Directions:
Given the records below, set each one down again exactly as it reads.

Stored items from a collection
PR #2396, opened 2024-12-26
Remove mingw toolset

Jarod42:
**What does this PR do?**

It removes toolset mingw
which is mostly an alias of "gcc on windows" (for filtering).

`filter { "toolset:mingw" }` is broken, and alternative should be used, as `filter { "system:windows", "toolset:not msc" }`

- Detecting correct mingw-w64/llvm-mingw/msys2 is currently not done anyway
- Some mingw uses clang and not gcc

So some works should be done if we want to handle mingw correctly.

### DIFF
--- a/premake5.lua
+++ b/premake5.lua
@@ -253,8 +253,8 @@
 			flags       { "NoIncrementalLink" }
 
 		-- MinGW AR does not handle LTO out of the box and need a plugin to be setup
-		filter { "system:windows", "configurations:Release", "toolset:not mingw" }
-			flags		{ "LinkTimeOptimization" }
+		filter { "system:windows", "configurations:Release", "toolset:msc" }
+			flags { "LinkTimeOptimization" }
 
 		filter { "system:uwp" }
 			systemversion "latest:latest"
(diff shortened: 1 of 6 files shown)


premake5.lua
```diff
@@ -312,8 +312,8 @@
 			links       { "ole32", "ws2_32", "advapi32", "version" }
 			files { "src/**.rc" }
 
-		filter "toolset:mingw"
-			links		{ "crypt32", "bcrypt" }
+		filter { "system:windows", "toolset:not msc" }
```
nickclark2016, line 315: What about LLVM with Visual Studio? How should this be handled?

Jarod42: So big build matrix!

I honestly don't know
- if clang under visual should have the link
- if clang under mingw should have the link.
It seems to be `usage` from curl.

I can use `filter { "system:windows", "toolset:gcc" }` to not change those configs

redorav: This feels like a bigger change like we discussed, does this solve an immediate problem?

Jarod42: Discussion was adding extra API which would be a big change IMO.
Here I (propose to) remove the strange toolset mingw (which is no even web documented)

Jarod42: Added https://github.com/premake/premake-core/pull/2576 for LLVM with visual.
Once merged, I would rebase this PR which should answer the original question.

src/_premake_init.lua
```diff
@@ -1280,7 +1280,7 @@
 		allowed = {
 			{ "clang", "Clang (clang)" },
 			{ "gcc", "GNU GCC (gcc/g++)" },
-			{ "mingw", "MinGW GCC (gcc/g++)" },
+			{ "mingw", "MinGW GCC (gcc/g++)" }, -- deprecated
```
nickclark2016, line 1283: Requesting a follow-up PR to allow for deprecation of "allowed" values in "newoption" (via an API)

Reply to the exercise:
PR #2396, opened 2024-12-26
Remove mingw toolset

Jarod42:
**What does this PR do?**

It removes toolset mingw
which is mostly an alias of "gcc on windows" (for filtering).

`filter { "toolset:mingw" }` is broken, and alternative should be used, as `filter { "system:windows", "toolset:not msc" }`

- Detecting correct mingw-w64/llvm-mingw/msys2 is currently not done anyway
- Some mingw uses clang and not gcc

So some works should be done if we want to handle mingw correctly.

### DIFF
--- a/premake5.lua
+++ b/premake5.lua
@@ -253,8 +253,8 @@
 			flags       { "NoIncrementalLink" }
 
 		-- MinGW AR does not handle LTO out of the box and need a plugin to be setup
-		filter { "system:windows", "configurations:Release", "toolset:not mingw" }
-			flags		{ "LinkTimeOptimization" }
+		filter { "system:windows", "configurations:Release", "toolset:msc" }
+			flags { "LinkTimeOptimization" }
 
 		filter { "system:uwp" }
 			systemversion "latest:latest"
(diff shortened: 1 of 6 files shown)


premake5.lua
```diff
@@ -312,8 +312,8 @@
 			links       { "ole32", "ws2_32", "advapi32", "version" }
 			files { "src/**.rc" }
 
-		filter "toolset:mingw"
-			links		{ "crypt32", "bcrypt" }
+		filter { "system:windows", "toolset:not msc" }
```
nickclark2016, line 315: What about LLVM with Visual Studio? How should this be handled?

Jarod42: So big build matrix!

I honestly don't know
- if clang under visual should have the link
- if clang under mingw should have the link.
It seems to be `usage` from curl.

I can use `filter { "system:windows", "toolset:gcc" }` to not change those configs

redorav: This feels like a bigger change like we discussed, does this solve an immediate problem?

Jarod42: Discussion was adding extra API which would be a big change IMO.
Here I (propose to) remove the strange toolset mingw (which is no even web documented)

Jarod42: Added https://github.com/premake/premake-core/pull/2576 for LLVM with visual.
Once merged, I would rebase this PR which should answer the original question.

src/_premake_init.lua
```diff
@@ -1280,7 +1280,7 @@
 		allowed = {
 			{ "clang", "Clang (clang)" },
 			{ "gcc", "GNU GCC (gcc/g++)" },
-			{ "mingw", "MinGW GCC (gcc/g++)" },
+			{ "mingw", "MinGW GCC (gcc/g++)" }, -- deprecated
```
nickclark2016, line 1283: Requesting a follow-up PR to allow for deprecation of "allowed" values in "newoption" (via an API)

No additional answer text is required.